_Requirement:_
After reading the entries below, copy word for word the lines from the first through the line containing "Implementing it here", and stop there.

_Given entries:_
------------------------------------------------------------------------
Issue #1436, opened 2017-12-15
Create Adapter for React Native & React 16


mcdankyl:
# Problem Statement
Currently we have no support for using a react native adapter with Enzyme. This is because the current adapters are built for react native web. 

Attempting to use mount with the current adapter will cause various issues from polluting the user's console with a ton of logs to inability to import necessary libraries.

While this is the case you can get some testing done by filtering the logs and using jsdom.

Most of the console error issues seem to be coming from the ReactDOM call for the React 16 adapter [here](https://github.com/airbnb/enzyme/blob/master/packages/enzyme-adapter-react-16/src/ReactSixteenAdapter.js#L173)

# Purpose
The purpose of this ticket is to track work related to implementation and decisions regarding implementation of a react native enzyme adapter. 

# TODO
1. Find an alternative to rendering with ReactDOM
2. Decide best way to use the solution for (1) with existing adapters
3. Decide whether we would like to do all necessary react native stubbing in the adapter a-la [react-native-mock-render](https://github.com/Root-App/react-native-mock-render), do a RYO implementation, or not take a firm stance to the native mocking
3. Add unit tests to verify functionality
4. Update Necessary Docs

# Related Issues
https://github.com/airbnb/enzyme/issues/1390
https://github.com/airbnb/enzyme/issues/831

ljharb:
We have one for React 16; but we definitely do need one for react-native.

Implementing it here in this repo would be great; anyone interested in opening a PR?

ljharb:
Since we’d want a different adapter as needed for different React-native versions, we might also want a utils package. We’d also want to add a new binary to the adapter helper for react-native.

mcdankyl:
Yup I'm already aware of the regular react 16 adapter. I was more saying one that works with react native apps built with react 16 as the react dependency.  I've been ripping apart and experimenting with the 16 adapter as a way to boost familiarity with the adapter system. 

I'm planning to start working on implementation after holiday travels. 

Do you have some ideas as to what the adapter would use instead of ReactDOM? I saw that react test utils also has a render method in addition to a shallow render method. I was thinking of investigating that first.

ljharb:
I'm really not sure, unfortunately. I would assume/hope that the react-native team would provide something for this use case.

mcdankyl:
[...]

Issue #1375, opened 2017-11-21
Fix documentation for React Native


Right2Drive:
# Description
The [documentation](http://airbnb.io/enzyme/docs/guides/react-native.html) instructs users to install [react-native-mock](https://github.com/RealOrangeOne/react-native-mock), which does not work with more recent versions of `react` due to it's [usage of a deprecated API](https://github.com/RealOrangeOne/react-native-mock/issues/139)

# Proposal
I'm not really sure what the appropriate solution for this is, whether to add a footnote to the documentation regarding recent versions of `react-native`/`react`, or finding a more reliable library/solution for the problem.

Thanks for the awesome utility! You've made a lot of lives easier! :1st_place_medal:

iwilsonq:
+1

I 'm using Expo to setup a React Native app but I want to be able to use Enzyme to help me with testing rather than `react-test-renderer`. I'm having difficulty setting this up and it looks like `react-native-mock` is not compatible with recent versions of RN?

shawnaxsom:
I can help with the docs here. I have React Native working with Enzyme, and actually with deep rendering with `mount()` too using jsdom. I didn't have to use `react-native-mock` or `react-native-mock-renderer` to get it to work (and those solutions made the DOM and snapshots harder to read so I wouldn't recommend them).

I'm assuming it should work with Expo also @iwilsonq, let me know if you still need help getting Enzyme to work.

shawnaxsom:
We opened sourced our boilerplate project where I have Enzyme set up with React Native, if anyone wants an example to look at:

React Native mobile boilerplate with Enzyme

- https://github.com/ProminentEdge/mobile-boilerplate


Relevant files in the repo for Jest / Enzyme:

- https://github.com/ProminentEdge/mobile-boilerplate/blob/master/jest.config.js
- https://github.com/ProminentEdge/mobile-boilerplate/blob/master/setup-tests.js
- https://github.com/ProminentEdge/mobile-boilerplate/blob/master/src/screens/todo-list/todo-list.test.tsx

shawnaxsom:
Documentation PR #1873 is up.

PR #1873, opened 2018-10-21
Documentation update for testing React Native using jsdom

shawnaxsom:
As discussed in #1375, I was also unable to get React Native testing working with Jest/Enzyme with the current documentation instructions.

I see that a React Native adapter is still being discussed in #1436, but I found that some users have had success with jsdom. I was able to get both react-native-mock-renderer and jsdom working, but react-native-mock-renderer didn't result in very clear snapshots when using Jest snapshot testing.

I have therefore provided some instructions here for how I was able to get React Native testing working with jsdom, and I added some examples from the [React Native boilerplate project](https://github.com/ProminentEdge/mobile-boilerplate) where it is currently working. I decided to leave in a few helpful tips of other issues I encountered along the way as well.

### DIFF
--- a/docs/guides/react-native.md
+++ b/docs/guides/react-native.md
@@ -9,32 +9,180 @@ a host device.
 This can be difficult when you want your test suite to run with typical Continuous Integration servers
 such as Travis.
 
-A pure JS mock of React Native exists and can solve this problem in the majority of use cases.
+To use enzyme to test React Native, you currently need to configure an adapter, and load an emulated DOM.
 
-To install it, run:
+## Configuring an Adapter
 
-```bash
-npm i --save-dev react-native-mock
+While a React Native adapter is [in discussion](https://github.com/airbnb/enzyme/issues/1436),
+a standard adapter may be used, such as 'enzyme-adapter-react-16':
+
+```jsx
+import Adapter from 'enzyme-adapter-react-16';
+
+Enzyme.configure({ adapter: new Adapter() });
 ```
 
-Requiring or importing the `/mock` entry file of this project will input the mock `react-native`
-export into the require cache, so that your application uses the mock instead.
+## Loading an emulated DOM with JSDOM
 
-If you are using a test runner such as mocha, this means that you can use the `--require` flag
-before you run your test suite, and enzyme should "just work":
+To use enzyme's `mount` until a React Native adapter exists, an emulated DOM must be loaded.
 
+While some have had success with [react-native-mock-renderer](https://github.com/Root-App/react-native-mock-render),
+the recommended approach is to use [https://github.com/tmpvar/jsdom](JSDOM),
+as documented for enzyme at the [JSDOM](https://airbnb.io/enzyme/docs/guides/jsdom.html) documentation page.
 
-### Mocha CLI
+JSDOM will allow all of the `enzyme` behavior you would expect. While Jest snapshot testing can be used with
+this approach as well, it isn't encouraged and is only supported through `wrapper.debug()`.
 
-```bash
-mocha --require react-native-mock/mock --recursive path/to/test/dir
+## Using enzyme's find when lacking className props
+
+It is worth noting that React Native allows for a [testID](https://facebook.github.io/react-native/docs/view#testid)
+prop, that can be used a selector similar to `className` in standard React:
+
+<!-- eslint no-unused-expressions: 0, semi: 0 -->
+```jsx
+    <View key={key} style={styles.todo} testID="todo-item">
+      <Text testID="todo-title" style={styles.title}>{todo.title}</Text>
+    </View>
 ```
 
-### In Code
+```jsx
+expect(wrapper.findWhere(node => node.prop('testID') === 'todo-item')).toExist();
+```
 
-```js
-/* file-that-runs-before-all-of-my-tests.js */
+## Example configuration for Jest
 
-// This will mutate `react-native`'s require cache with `react-native-mock`'s.
-require('react-native-mock/mock'); // <-- side-effects!!!
+To perform the necessary configuration in your testing framework, it is recommended to use a setup script,
+such as with Jest's `setupTestFrameworkScriptFile` setting.
+
+Create or update a `jest.config.js` file at the root of your project to include the `setupTestFrameworkScriptFile` setting:
+
+```jsx
+// jest.config.js
+
+module.exports = {
+  // Load setup-tests.js before test execution
+  setupTestFrameworkScriptFile: '<rootDir>setup-tests.js',
+
+  // ...
+};
+```
+
+Then create or update the file specified in `setupTestFrameworkScriptFile`, in this case `setup-tests.js` in the project root:
+
+```jsx
+// setup-tests.js
+
+import 'react-native';
+import 'jest-enzyme';
+import Adapter from 'enzyme-adapter-react-16';
+import Enzyme from 'enzyme';
+
+/**
+ * Set up DOM in node.js environment for Enzyme to mount to
+ */
+const { JSDOM } = require('jsdom');
+
+const jsdom = new JSDOM('<!doctype html><html><body></body></html>');
+const { window } = jsdom;
+
+function copyProps(src, target) {
+  Object.defineProperties(target, {
+    ...Object.getOwnPropertyDescriptors(src),
+    ...Object.getOwnPropertyDescriptors(target),
+  });
+}
+
+global.window = window;
+global.document = window.document;
+global.navigator = {
+  userAgent: 'node.js',
+};
+copyProps(window, global);
+
+/**
+ * Set up Enzyme to mount to DOM, simulate events,
+ * and inspect the DOM in tests.
+ */
+Enzyme.configure({ adapter: new Adapter() });
+
+/**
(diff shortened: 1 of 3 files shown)


docs/guides/react-native.md
```diff
@@ -9,32 +9,188 @@ a host device.
...
+
+```
+import Adapter from "enzyme-adapter-react-16";
+
+Enzyme.configure({ adapter: new Adapter() });
+```
+
+## Loading an emulated DOM with JSDOM
+
+To use enzyme's `deep` until a React Native adapter exists, an emulated DOM must be loaded.
```
ljharb: what is "deep"? Do you mean `mount`?

docs/guides/react-native.md
```diff
@@ -9,32 +9,188 @@ a host device.
...
+
+While some have had success with [react-native-mock-renderer](https://github.com/Root-App/react-native-mock-render),
+the recommended approach is to use [https://github.com/tmpvar/jsdom](JSDOM),
+as documented for enzyme at the [JSDOM](https://airbnb.io/enzyme/docs/guides/jsdom.html) documentation page.
+
+JSDOM will allow all of the `enzyme` behavior you would expect, and it will result in reasonable snapshots if
```
ljharb: let's note here that enzyme has no snapshot support besides `.debug()`

docs/guides/react-native.md
```diff
@@ -9,32 +9,188 @@ a host device.
...
+ * Set up DOM in node.js environment for Enzyme to mount to
+ */
+const { JSDOM } = require("jsdom");
+
+const jsdom = new JSDOM("<!doctype html><html><body></body></html>");
+const { window } = jsdom;
+
+function copyProps(src, target) {
+  const props = Object.getOwnPropertyNames(src)
+    .filter(prop => typeof target[prop] === "undefined")
```
ljharb: let's use single quotes here, so the JS would pass eslint

docs/guides/react-native.md
```diff
@@ -9,32 +9,188 @@ a host device.
...
+/**
+ * Set up DOM in node.js environment for Enzyme to mount to
+ */
+const { JSDOM } = require("jsdom");
+
+const jsdom = new JSDOM("<!doctype html><html><body></body></html>");
+const { window } = jsdom;
+
+function copyProps(src, target) {
+  const props = Object.getOwnPropertyNames(src)
```
ljharb: is `Object.getOwnPropertyDescriptors` not an option?

docs/guides/react-native.md
shawn-pe: Do you mean if jsdom isn't used? In our React Native boilerplate where we are using jsdom, we get better output from just expecting on the wrapper object itself:

https://github.com/ProminentEdge/mobile-boilerplate/blob/4994f554e64c63c7b10252baeb62c31a7cc6c5c1/src/screens/todo-list/todo-list.test.tsx#L141

If expecting with `expect(wrapper.debug())` we get e.g.

```
      <Container virtual={[undefined]} style={{...}}>
```

Where as if you expect with `expect(wrapper)` it will show us more information, like what styles were applied

```
      <Container
        style={
          Object {
            "backgroundColor": "#fff",
            "flex": 1,
            "height": 1334,
          }
        }
      >
```

docs/guides/react-native.md
shawnaxsom: Yes mount, good catch, I'll update that.

docs/guides/react-native.md
shawnaxsom: Do you mean that it isn't supported without `jsdom`? Because we get better output with `jsdom` if we just expect on the wrapper.

In our React Native boilerplate where we are using jsdom, we get better output from just expecting on the wrapper object itself:

https://github.com/ProminentEdge/mobile-boilerplate/blob/4994f554e64c63c7b10252baeb62c31a7cc6c5c1/src/screens/todo-list/todo-list.test.tsx#L141

If expecting with `expect(wrapper.debug())` we get e.g.

```
      <Container virtual={[undefined]} style={{...}}>
```

Where as if you expect with `expect(wrapper)` it will show us more information, like what styles were applied

```
      <Container
        style={
          Object {
            "backgroundColor": "#fff",
            "flex": 1,
            "height": 1334,
          }
        }
      >
```

docs/guides/react-native.md
shawnaxsom: Will do!

docs/guides/react-native.md
shawnaxsom: That makes sense, I updated the wording, let me know how that sounds: 

```
JSDOM will allow all of the `enzyme` behavior you would expect. While Jest snapshot testing can be used with
this approach as well, it isn't encouraged and is only supported through `wrapper.debug()`.
```

docs/guides/react-native.md
ljharb: Let's update to use it; it's cleaner anyways.

docs/guides/react-native.md
shawnaxsom: I've updated all the double quotes in the page to single quotes

docs/guides/react-native.md
ljharb: Sounds great, thanks.

docs/guides/react-native.md
shawnaxsom: This has been updated to `mount`

docs/guides/react-native.md
shawnaxsom: Do we want to support es5 / IE?

I updated for now to:

```
function copyProps(src, target) {
  Object.defineProperties(target, {
    ...Object.getOwnPropertyDescriptors(src),
    ...Object.getOwnPropertyDescriptors(target)
  });
}
```

I think that does what we want cleanly, but VSCode is complaining:

```
[ts] Property 'getOwnPropertyDescriptors' does not exist on type 'ObjectConstructor'. Did you mean 'getOwnPropertyDescriptor'?
lib.es5.d.ts(172, 5): 'getOwnPropertyDescriptor' is declared here.
```

Because Object.getOwnPropertyDescriptors isn't in the es5 spec and unsupported also for IE:

https://developer.mozilla.org/en-US/docs/Web/JavaScript/Reference/Global_Objects/Object/getOwnPropertyDescriptors

shawnaxsom: Let me know whether we should keep as is to support es5 / IE, or whether the updated code I have above with `getOwnPropertyDescriptors` is preferred.

ljharb: gOPDs is polyfillable, so it should work just fine. https://www.npmjs.com/package/object.getownpropertydescriptors

The spread can be transpiled to Object.assign which is also polyfillable https://www.npmjs.com/package/object.assign

so i think that update works great

shawnaxsom: Sounds good, I updated copyProps here and in two other places in the codebase:

docs/guides/jsdom.md
packages/enzyme-example-mocha/test/.setup.js

jpaas:
Hey @shawnaxsom I'm trying out what you have in the docs, but I'm getting `Cannot find module 'StyleSheet' from 'react-native-implementation.js'`

shawnaxsom:
@jpaas Is the code public so I can see? Are you importing StyleSheet anywhere? StyleSheet should come from "react-native" instead of "react-native-implementation" generally.

Take a look at the boilerplate code we have here to compare: 

https://github.com/ProminentEdge/mobile-boilerplate

jpaas:
@shawnaxsom no sorry its a private repo. I did have a look at your repo. My `setup-tests.js` is identical. Even though I'm using typescript I wasn't able to get your `jest.config.js` to work. This is my `jest.config.js` that works for my non-enzyme tests:
```
module.exports = {
  preset: "ts-jest",
  setupTestFrameworkScriptFile: "<rootDir>/setupTests.js",
  transform: {
    // Required to work around this problem: https://github.com/facebook/react-native/issues/19859
    "^.+\\.(js|tx|tsx)$": "<rootDir>/node_modules/react-native/jest/preprocessor.js",
  },
}
```

shawnaxsom:
@jpaas Have you compared versions in package.json? What version of "react-native" are you on?

jpaas:
@shawnaxsom I'm using react-native 0.57.4 & react 16.6.0-alpha.8af6728 vs your 0.57.2 and react 16.5.0. I tried rolling back to your version, but no difference.

I tried that jest preset in the `package.json` but it didn't help, I suspect because my `jest.config.js` overrides it with the `ts-jest` preset.

When I try to use your `jest.config.js`, I get the error `Couldn't find preset "module:metro-react-native-babel-preset"` relative to my root dir`

shawn-pe:
You might need to install metro-react-native-babel-preset and use our
babel.config.js if you want to try our jest.config.js.

jpaas:
@shawnaxsom I am using `metro-react-native-babel-preset` as my preset in my `.babelrc`, so I imagine there's something about your `jest.config.js` that is preventing it from being resolved.

shawnaxsom:
If you have time to set up a public project that replicates the issue I
would be happy to take a look, or I might be able to screen share at some
point. It's hard to diagnose unfortunately without being able to look at
the project.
------------------------------------------------------------------------
_Response box:_
Issue #1436, opened 2017-12-15
Create Adapter for React Native & React 16


mcdankyl:
# Problem Statement
Currently we have no support for using a react native adapter with Enzyme. This is because the current adapters are built for react native web. 

Attempting to use mount with the current adapter will cause various issues from polluting the user's console with a ton of logs to inability to import necessary libraries.

While this is the case you can get some testing done by filtering the logs and using jsdom.

Most of the console error issues seem to be coming from the ReactDOM call for the React 16 adapter [here](https://github.com/airbnb/enzyme/blob/master/packages/enzyme-adapter-react-16/src/ReactSixteenAdapter.js#L173)

# Purpose
The purpose of this ticket is to track work related to implementation and decisions regarding implementation of a react native enzyme adapter. 

# TODO
1. Find an alternative to rendering with ReactDOM
2. Decide best way to use the solution for (1) with existing adapters
3. Decide whether we would like to do all necessary react native stubbing in the adapter a-la [react-native-mock-render](https://github.com/Root-App/react-native-mock-render), do a RYO implementation, or not take a firm stance to the native mocking
3. Add unit tests to verify functionality
4. Update Necessary Docs

# Related Issues
https://github.com/airbnb/enzyme/issues/1390
https://github.com/airbnb/enzyme/issues/831

ljharb:
We have one for React 16; but we definitely do need one for react-native.

Implementing it here in this repo would be great; anyone interested in opening a PR?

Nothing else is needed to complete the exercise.